A complete, exact copy of the records is needed here.

....

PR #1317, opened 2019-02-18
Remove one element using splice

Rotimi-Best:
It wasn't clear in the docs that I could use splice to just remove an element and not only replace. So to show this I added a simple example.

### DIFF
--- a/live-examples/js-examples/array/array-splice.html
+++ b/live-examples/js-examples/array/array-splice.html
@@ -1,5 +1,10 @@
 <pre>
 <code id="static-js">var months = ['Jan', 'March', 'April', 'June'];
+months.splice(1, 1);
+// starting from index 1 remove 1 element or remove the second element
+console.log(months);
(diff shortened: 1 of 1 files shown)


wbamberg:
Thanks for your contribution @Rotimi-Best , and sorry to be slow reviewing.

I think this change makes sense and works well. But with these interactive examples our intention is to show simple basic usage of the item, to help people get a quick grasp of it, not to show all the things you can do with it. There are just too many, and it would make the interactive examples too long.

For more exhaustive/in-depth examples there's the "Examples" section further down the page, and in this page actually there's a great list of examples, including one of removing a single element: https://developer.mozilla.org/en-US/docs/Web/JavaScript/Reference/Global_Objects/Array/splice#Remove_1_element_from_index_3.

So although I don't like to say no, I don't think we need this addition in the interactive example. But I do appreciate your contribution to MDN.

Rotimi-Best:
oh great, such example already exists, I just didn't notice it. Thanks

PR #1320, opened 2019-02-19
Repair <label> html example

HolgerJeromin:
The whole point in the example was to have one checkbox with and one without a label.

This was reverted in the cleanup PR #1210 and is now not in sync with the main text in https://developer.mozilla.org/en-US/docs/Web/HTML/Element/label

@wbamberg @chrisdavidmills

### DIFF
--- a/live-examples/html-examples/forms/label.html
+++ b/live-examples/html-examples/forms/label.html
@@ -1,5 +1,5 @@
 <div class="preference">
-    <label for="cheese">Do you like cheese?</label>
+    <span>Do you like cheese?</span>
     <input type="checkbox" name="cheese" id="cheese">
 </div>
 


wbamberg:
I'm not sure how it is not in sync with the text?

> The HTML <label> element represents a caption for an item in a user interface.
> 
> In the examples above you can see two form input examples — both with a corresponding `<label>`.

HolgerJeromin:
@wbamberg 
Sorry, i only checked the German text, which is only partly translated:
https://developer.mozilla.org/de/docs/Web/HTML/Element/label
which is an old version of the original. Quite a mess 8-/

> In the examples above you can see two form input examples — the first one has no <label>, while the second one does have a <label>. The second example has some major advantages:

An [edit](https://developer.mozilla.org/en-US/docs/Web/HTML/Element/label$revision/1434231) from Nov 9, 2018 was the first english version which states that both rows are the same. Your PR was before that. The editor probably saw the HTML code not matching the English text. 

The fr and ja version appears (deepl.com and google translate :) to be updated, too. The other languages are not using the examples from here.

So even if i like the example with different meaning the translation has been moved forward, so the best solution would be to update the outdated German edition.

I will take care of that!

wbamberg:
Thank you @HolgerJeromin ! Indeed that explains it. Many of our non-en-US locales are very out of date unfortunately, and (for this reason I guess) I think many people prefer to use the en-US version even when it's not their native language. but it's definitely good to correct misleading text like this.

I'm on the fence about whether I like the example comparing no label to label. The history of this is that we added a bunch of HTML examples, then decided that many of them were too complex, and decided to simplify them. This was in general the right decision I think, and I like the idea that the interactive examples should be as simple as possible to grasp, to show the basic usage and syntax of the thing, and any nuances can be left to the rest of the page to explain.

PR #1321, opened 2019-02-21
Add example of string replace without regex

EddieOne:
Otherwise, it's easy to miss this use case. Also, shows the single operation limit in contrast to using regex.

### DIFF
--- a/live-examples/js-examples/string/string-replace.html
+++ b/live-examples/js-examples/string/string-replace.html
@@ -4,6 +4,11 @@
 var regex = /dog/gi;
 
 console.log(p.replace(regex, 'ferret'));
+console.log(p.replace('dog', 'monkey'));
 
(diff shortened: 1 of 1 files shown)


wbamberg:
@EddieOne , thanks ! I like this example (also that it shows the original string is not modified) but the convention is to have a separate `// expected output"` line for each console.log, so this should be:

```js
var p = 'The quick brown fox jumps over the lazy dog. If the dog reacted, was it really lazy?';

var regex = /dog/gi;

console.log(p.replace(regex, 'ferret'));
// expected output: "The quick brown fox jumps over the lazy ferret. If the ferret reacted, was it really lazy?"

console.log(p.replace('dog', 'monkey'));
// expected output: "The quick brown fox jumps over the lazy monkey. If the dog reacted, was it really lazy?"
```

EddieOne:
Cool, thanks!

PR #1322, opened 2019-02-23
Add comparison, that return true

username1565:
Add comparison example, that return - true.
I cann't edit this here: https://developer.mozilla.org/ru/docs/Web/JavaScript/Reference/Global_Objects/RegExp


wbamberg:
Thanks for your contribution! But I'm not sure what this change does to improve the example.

....

= Solution to the problem =
PR #1317, opened 2019-02-18
Remove one element using splice

Rotimi-Best:
It wasn't clear in the docs that I could use splice to just remove an element and not only replace. So to show this I added a simple example.

### DIFF
--- a/live-examples/js-examples/array/array-splice.html
+++ b/live-examples/js-examples/array/array-splice.html
@@ -1,5 +1,10 @@
 <pre>
 <code id="static-js">var months = ['Jan', 'March', 'April', 'June'];
+months.splice(1, 1);
+// starting from index 1 remove 1 element or remove the second element
+console.log(months);
(diff shortened: 1 of 1 files shown)


wbamberg:
Thanks for your contribution @Rotimi-Best , and sorry to be slow reviewing.

I think this change makes sense and works well. But with these interactive examples our intention is to show simple basic usage of the item, to help people get a quick grasp of it, not to show all the things you can do with it. There are just too many, and it would make the interactive examples too long.

For more exhaustive/in-depth examples there's the "Examples" section further down the page, and in this page actually there's a great list of examples, including one of removing a single element: https://developer.mozilla.org/en-US/docs/Web/JavaScript/Reference/Global_Objects/Array/splice#Remove_1_element_from_index_3.

So although I don't like to say no, I don't think we need this addition in the interactive example. But I do appreciate your contribution to MDN.

Rotimi-Best:
oh great, such example already exists, I just didn't notice it. Thanks

PR #1320, opened 2019-02-19
Repair <label> html example

HolgerJeromin:
The whole point in the example was to have one checkbox with and one without a label.

This was reverted in the cleanup PR #1210 and is now not in sync with the main text in https://developer.mozilla.org/en-US/docs/Web/HTML/Element/label

@wbamberg @chrisdavidmills

### DIFF
--- a/live-examples/html-examples/forms/label.html
+++ b/live-examples/html-examples/forms/label.html
@@ -1,5 +1,5 @@
 <div class="preference">
-    <label for="cheese">Do you like cheese?</label>
+    <span>Do you like cheese?</span>
     <input type="checkbox" name="cheese" id="cheese">
 </div>
 


wbamberg:
I'm not sure how it is not in sync with the text?

> The HTML <label> element represents a caption for an item in a user interface.
> 
> In the examples above you can see two form input examples — both with a corresponding `<label>`.

HolgerJeromin:
@wbamberg 
Sorry, i only checked the German text, which is only partly translated:
https://developer.mozilla.org/de/docs/Web/HTML/Element/label
which is an old version of the original. Quite a mess 8-/

> In the examples above you can see two form input examples — the first one has no <label>, while the second one does have a <label>. The second example has some major advantages:

An [edit](https://developer.mozilla.org/en-US/docs/Web/HTML/Element/label$revision/1434231) from Nov 9, 2018 was the first english version which states that both rows are the same. Your PR was before that. The editor probably saw the HTML code not matching the English text. 

The fr and ja version appears (deepl.com and google translate :) to be updated, too. The other languages are not using the examples from here.

So even if i like the example with different meaning the translation has been moved forward, so the best solution would be to update the outdated German edition.

I will take care of that!

wbamberg:
Thank you @HolgerJeromin ! Indeed that explains it. Many of our non-en-US locales are very out of date unfortunately, and (for this reason I guess) I think many people prefer to use the en-US version even when it's not their native language. but it's definitely good to correct misleading text like this.

I'm on the fence about whether I like the example comparing no label to label. The history of this is that we added a bunch of HTML examples, then decided that many of them were too complex, and decided to simplify them. This was in general the right decision I think, and I like the idea that the interactive examples should be as simple as possible to grasp, to show the basic usage and syntax of the thing, and any nuances can be left to the rest of the page to explain.

PR #1321, opened 2019-02-21
Add example of string replace without regex

EddieOne:
Otherwise, it's easy to miss this use case. Also, shows the single operation limit in contrast to using regex.

### DIFF
--- a/live-examples/js-examples/string/string-replace.html
+++ b/live-examples/js-examples/string/string-replace.html
@@ -4,6 +4,11 @@
 var regex = /dog/gi;
 
 console.log(p.replace(regex, 'ferret'));
+console.log(p.replace('dog', 'monkey'));
 
(diff shortened: 1 of 1 files shown)


wbamberg:
@EddieOne , thanks ! I like this example (also that it shows the original string is not modified) but the convention is to have a separate `// expected output"` line for each console.log, so this should be:

```js
var p = 'The quick brown fox jumps over the lazy dog. If the dog reacted, was it really lazy?';

var regex = /dog/gi;

console.log(p.replace(regex, 'ferret'));
// expected output: "The quick brown fox jumps over the lazy ferret. If the ferret reacted, was it really lazy?"

console.log(p.replace('dog', 'monkey'));
// expected output: "The quick brown fox jumps over the lazy monkey. If the dog reacted, was it really lazy?"
```

EddieOne:
Cool, thanks!

PR #1322, opened 2019-02-23
Add comparison, that return true

username1565:
Add comparison example, that return - true.
I cann't edit this here: https://developer.mozilla.org/ru/docs/Web/JavaScript/Reference/Global_Objects/RegExp


wbamberg:
Thanks for your contribution! But I'm not sure what this change does to improve the example.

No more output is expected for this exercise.